Input records:
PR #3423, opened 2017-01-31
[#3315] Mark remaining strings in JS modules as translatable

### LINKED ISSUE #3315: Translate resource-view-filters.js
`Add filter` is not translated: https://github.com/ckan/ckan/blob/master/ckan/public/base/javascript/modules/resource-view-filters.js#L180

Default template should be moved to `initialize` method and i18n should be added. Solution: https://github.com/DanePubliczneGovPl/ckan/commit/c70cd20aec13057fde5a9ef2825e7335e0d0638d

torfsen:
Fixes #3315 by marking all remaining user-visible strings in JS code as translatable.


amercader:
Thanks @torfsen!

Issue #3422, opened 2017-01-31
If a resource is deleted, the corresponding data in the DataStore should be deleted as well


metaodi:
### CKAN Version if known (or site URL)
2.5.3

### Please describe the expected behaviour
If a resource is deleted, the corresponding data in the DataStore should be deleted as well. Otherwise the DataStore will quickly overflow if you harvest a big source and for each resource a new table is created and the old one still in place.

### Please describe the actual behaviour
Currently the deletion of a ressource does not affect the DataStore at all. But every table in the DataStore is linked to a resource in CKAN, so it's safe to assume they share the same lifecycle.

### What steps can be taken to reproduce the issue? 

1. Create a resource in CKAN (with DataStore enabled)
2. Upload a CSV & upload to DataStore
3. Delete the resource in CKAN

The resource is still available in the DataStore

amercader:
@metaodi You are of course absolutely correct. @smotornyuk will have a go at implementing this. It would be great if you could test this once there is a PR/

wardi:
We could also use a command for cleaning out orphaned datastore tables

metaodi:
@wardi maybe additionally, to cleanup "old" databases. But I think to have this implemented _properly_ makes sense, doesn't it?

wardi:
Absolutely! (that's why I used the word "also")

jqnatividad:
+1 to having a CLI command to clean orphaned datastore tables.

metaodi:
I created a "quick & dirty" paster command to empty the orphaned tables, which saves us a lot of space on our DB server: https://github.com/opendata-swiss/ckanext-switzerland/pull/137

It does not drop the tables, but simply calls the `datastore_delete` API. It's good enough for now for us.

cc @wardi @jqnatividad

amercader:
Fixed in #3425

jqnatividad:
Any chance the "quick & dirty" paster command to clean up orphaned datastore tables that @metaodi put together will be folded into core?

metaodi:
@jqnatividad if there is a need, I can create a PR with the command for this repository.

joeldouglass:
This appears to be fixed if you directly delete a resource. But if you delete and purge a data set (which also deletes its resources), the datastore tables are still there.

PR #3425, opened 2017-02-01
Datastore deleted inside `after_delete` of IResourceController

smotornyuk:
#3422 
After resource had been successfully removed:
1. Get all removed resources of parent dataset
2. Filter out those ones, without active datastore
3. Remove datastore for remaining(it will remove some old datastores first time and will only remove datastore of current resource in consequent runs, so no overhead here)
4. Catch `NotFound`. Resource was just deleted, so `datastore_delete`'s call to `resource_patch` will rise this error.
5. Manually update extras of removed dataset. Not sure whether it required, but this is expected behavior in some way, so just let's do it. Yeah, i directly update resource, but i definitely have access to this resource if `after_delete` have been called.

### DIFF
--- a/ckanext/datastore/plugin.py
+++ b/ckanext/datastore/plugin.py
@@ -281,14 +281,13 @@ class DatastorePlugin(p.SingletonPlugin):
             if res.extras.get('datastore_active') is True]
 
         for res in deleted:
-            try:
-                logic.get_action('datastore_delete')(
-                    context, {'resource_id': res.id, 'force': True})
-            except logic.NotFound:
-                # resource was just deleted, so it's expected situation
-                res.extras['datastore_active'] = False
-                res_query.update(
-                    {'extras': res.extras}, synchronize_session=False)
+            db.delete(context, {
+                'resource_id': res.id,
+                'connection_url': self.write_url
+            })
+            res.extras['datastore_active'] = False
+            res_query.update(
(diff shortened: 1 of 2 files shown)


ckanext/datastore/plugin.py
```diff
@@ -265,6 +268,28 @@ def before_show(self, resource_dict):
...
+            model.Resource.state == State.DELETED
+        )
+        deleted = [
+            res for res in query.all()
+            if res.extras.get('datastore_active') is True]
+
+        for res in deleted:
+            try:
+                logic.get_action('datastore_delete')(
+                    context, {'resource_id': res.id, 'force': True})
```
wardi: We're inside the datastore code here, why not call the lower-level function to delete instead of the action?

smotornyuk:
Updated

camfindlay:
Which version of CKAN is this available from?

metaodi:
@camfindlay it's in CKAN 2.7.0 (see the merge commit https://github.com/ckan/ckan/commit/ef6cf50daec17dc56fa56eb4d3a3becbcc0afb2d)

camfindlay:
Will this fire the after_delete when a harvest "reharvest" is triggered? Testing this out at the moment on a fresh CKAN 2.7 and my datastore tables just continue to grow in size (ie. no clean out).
--
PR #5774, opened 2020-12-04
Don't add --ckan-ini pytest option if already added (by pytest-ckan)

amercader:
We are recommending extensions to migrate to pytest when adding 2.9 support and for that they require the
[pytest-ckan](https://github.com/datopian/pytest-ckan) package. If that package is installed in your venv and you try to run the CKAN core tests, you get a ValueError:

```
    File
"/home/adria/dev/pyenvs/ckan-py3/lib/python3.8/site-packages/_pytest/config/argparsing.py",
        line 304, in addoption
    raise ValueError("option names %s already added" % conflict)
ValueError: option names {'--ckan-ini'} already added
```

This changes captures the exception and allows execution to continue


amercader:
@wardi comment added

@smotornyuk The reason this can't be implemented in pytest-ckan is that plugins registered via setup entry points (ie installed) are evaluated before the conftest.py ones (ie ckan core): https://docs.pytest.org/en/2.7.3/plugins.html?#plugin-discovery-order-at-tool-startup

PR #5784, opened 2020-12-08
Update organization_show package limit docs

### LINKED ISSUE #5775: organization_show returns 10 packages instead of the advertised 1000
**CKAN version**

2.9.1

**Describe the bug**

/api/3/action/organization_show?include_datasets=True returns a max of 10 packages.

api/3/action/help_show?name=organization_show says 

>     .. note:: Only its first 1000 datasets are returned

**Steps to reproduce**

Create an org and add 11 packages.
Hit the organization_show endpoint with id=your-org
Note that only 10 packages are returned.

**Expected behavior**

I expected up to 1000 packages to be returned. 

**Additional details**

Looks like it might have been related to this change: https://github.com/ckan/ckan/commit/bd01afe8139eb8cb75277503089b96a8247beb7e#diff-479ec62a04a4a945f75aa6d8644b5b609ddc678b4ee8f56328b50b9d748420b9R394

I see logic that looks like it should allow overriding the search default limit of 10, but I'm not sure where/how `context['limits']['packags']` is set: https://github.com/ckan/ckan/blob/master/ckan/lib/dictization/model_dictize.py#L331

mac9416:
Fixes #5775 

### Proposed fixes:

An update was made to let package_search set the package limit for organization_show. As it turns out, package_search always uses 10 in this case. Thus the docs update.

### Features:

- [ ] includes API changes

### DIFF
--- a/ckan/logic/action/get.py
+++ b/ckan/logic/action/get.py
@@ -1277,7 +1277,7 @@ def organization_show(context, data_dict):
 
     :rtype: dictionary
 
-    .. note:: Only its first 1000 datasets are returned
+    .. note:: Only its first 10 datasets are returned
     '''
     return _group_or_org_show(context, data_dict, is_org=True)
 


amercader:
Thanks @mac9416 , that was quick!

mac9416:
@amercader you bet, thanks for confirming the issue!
* * *
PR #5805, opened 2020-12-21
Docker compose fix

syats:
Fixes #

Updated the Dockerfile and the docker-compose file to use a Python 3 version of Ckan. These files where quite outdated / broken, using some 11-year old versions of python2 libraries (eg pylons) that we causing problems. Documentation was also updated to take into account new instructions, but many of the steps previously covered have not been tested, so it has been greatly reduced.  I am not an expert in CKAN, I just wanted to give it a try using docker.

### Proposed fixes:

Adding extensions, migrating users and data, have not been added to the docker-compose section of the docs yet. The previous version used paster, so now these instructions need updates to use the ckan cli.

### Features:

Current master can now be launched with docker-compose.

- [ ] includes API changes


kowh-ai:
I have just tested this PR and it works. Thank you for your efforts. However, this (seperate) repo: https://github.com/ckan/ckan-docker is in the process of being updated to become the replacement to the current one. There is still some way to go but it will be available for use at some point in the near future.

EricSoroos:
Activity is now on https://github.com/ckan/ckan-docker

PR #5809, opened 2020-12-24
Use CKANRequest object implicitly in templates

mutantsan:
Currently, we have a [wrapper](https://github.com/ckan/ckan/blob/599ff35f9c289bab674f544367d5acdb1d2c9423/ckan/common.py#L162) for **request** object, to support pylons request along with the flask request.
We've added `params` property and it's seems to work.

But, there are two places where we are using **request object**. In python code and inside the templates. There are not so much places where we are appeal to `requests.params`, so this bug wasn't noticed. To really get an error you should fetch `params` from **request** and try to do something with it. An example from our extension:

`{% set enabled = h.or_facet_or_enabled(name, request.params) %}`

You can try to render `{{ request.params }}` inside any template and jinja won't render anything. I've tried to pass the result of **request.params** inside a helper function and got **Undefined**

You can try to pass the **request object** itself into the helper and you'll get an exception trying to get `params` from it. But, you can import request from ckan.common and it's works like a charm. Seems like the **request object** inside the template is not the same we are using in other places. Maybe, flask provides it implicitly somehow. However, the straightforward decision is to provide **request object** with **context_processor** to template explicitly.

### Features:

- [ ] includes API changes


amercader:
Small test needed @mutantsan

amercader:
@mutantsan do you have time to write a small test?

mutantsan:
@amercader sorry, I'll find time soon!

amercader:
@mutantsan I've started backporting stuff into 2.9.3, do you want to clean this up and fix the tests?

Task:
Show each line of the material that includes the word "view".

Result of the exercise:
### LINKED ISSUE #3315: Translate resource-view-filters.js
`Add filter` is not translated: https://github.com/ckan/ckan/blob/master/ckan/public/base/javascript/modules/resource-view-filters.js#L180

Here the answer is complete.